Exercise:
Find the lines of data that contain the string "from", then list them.

[Collected data]
%%
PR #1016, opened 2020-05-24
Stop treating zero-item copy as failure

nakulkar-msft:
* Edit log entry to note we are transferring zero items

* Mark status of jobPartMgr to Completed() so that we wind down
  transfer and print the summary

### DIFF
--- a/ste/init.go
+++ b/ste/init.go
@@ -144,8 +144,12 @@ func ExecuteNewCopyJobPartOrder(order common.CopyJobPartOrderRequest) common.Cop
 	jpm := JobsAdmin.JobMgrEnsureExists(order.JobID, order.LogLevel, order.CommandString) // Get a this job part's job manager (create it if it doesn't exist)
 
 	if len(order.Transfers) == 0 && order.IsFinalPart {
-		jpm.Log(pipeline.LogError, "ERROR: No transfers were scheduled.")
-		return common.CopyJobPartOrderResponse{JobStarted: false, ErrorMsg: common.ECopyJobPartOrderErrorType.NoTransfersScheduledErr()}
%%
%%
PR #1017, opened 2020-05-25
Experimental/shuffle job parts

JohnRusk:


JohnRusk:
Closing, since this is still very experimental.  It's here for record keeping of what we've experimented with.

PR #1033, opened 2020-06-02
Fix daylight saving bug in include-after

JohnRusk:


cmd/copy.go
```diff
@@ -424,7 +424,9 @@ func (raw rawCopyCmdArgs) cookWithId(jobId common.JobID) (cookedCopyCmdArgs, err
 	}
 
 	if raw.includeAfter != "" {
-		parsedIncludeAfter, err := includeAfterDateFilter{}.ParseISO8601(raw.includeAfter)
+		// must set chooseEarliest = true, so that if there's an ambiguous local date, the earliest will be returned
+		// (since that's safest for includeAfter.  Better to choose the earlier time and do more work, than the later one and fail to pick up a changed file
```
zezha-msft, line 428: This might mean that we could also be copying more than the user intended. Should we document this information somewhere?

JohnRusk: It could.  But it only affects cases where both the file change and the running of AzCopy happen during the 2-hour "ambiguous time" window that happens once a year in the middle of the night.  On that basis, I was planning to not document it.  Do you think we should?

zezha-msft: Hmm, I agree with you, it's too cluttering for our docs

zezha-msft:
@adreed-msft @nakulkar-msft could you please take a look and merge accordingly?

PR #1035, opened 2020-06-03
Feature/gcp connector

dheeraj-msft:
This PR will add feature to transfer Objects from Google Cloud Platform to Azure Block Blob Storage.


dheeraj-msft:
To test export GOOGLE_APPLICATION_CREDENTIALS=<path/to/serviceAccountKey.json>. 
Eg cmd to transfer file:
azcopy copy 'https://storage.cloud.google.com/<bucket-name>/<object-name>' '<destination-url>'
%%
%%
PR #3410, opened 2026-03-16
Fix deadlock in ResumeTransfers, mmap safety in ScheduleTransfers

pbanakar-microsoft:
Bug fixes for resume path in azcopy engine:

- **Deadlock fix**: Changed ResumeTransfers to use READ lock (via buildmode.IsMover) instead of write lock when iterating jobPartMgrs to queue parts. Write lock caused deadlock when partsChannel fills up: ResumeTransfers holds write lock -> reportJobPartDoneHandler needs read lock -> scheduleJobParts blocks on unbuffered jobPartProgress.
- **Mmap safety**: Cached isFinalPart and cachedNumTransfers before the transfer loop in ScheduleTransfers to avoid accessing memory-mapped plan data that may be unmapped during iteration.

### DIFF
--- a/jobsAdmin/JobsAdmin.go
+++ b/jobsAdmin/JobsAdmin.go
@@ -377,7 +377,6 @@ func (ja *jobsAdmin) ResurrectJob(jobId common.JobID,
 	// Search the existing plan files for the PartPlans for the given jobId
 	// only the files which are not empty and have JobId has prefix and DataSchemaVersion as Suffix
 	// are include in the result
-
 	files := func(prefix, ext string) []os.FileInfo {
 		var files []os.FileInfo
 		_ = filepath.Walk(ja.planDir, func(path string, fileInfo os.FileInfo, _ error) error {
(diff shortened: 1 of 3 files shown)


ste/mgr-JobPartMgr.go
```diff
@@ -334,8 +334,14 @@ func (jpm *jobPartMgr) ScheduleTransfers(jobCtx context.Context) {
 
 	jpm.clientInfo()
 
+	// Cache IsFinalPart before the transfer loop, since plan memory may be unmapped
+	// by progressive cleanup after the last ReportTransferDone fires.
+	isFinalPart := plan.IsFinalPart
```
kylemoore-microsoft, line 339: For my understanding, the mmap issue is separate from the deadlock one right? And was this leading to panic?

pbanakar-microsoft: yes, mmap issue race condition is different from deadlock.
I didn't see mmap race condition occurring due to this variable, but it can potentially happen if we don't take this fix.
%%
Answer below:
This PR will add feature to transfer Objects from Google Cloud Platform to Azure Block Blob Storage.
kylemoore-microsoft, line 339: For my understanding, the mmap issue is separate from the deadlock one right? And was this leading to panic?
pbanakar-microsoft: yes, mmap issue race condition is different from deadlock.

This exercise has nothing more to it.